Exercise directions → Look below for the line holding "(diff shortened: 1 of 1 files shown)" and the line holding "Looks ugly but". Repeat those two and everything between, exactly.

Supplied records →
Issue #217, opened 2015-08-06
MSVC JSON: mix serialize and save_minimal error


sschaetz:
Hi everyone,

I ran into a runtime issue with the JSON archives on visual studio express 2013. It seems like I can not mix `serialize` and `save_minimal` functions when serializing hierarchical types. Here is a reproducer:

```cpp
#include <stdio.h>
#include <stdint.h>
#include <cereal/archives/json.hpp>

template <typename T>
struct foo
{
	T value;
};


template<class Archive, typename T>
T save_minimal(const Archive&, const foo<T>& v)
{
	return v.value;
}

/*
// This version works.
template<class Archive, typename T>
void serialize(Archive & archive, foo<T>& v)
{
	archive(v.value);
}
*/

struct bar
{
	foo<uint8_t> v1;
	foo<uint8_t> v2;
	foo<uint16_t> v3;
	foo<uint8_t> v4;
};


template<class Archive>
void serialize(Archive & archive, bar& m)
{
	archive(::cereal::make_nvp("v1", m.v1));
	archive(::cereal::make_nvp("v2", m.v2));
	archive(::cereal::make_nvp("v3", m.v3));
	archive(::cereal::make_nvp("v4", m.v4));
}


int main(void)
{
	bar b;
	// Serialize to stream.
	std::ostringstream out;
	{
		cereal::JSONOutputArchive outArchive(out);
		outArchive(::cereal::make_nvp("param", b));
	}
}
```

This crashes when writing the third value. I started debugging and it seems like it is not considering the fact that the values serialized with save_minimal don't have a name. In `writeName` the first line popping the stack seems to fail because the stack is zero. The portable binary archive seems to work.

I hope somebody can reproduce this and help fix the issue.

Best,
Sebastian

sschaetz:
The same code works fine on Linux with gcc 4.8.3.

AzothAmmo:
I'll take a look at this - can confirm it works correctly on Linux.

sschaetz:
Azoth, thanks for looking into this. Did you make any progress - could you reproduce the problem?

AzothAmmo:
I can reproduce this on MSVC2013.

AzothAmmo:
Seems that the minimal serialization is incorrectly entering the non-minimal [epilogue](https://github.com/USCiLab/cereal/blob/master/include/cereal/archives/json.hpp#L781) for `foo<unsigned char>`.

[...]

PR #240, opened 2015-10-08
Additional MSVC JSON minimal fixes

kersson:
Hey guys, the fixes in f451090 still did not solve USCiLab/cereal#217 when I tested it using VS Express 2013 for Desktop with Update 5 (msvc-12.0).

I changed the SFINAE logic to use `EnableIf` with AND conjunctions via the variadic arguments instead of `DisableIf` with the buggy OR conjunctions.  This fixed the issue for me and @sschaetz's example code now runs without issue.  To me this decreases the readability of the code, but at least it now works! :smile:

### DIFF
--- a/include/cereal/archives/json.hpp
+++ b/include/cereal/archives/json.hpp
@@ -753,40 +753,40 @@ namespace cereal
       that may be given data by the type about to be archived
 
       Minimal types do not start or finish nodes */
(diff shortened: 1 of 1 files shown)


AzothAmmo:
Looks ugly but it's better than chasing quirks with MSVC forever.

* * *

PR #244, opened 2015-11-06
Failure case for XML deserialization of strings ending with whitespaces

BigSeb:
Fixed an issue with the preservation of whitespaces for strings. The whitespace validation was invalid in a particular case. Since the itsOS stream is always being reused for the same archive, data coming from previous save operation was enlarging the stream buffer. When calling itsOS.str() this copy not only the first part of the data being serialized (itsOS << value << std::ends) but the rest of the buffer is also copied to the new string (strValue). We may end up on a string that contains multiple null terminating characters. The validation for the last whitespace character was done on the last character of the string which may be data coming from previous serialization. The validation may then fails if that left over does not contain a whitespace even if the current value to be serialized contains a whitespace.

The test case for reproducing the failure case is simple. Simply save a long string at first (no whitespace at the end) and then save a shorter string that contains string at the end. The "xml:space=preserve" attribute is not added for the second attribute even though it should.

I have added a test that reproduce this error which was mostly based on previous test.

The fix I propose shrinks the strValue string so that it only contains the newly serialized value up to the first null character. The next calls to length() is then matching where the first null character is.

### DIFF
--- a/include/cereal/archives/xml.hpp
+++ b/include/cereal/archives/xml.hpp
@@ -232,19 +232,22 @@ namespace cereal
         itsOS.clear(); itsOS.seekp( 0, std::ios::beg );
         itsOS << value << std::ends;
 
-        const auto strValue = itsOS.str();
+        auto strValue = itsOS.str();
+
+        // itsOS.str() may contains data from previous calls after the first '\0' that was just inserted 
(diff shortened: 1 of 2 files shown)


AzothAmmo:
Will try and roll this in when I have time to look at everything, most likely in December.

Answer below →
(diff shortened: 1 of 1 files shown)


AzothAmmo:
Looks ugly but it's better than chasing quirks with MSVC forever.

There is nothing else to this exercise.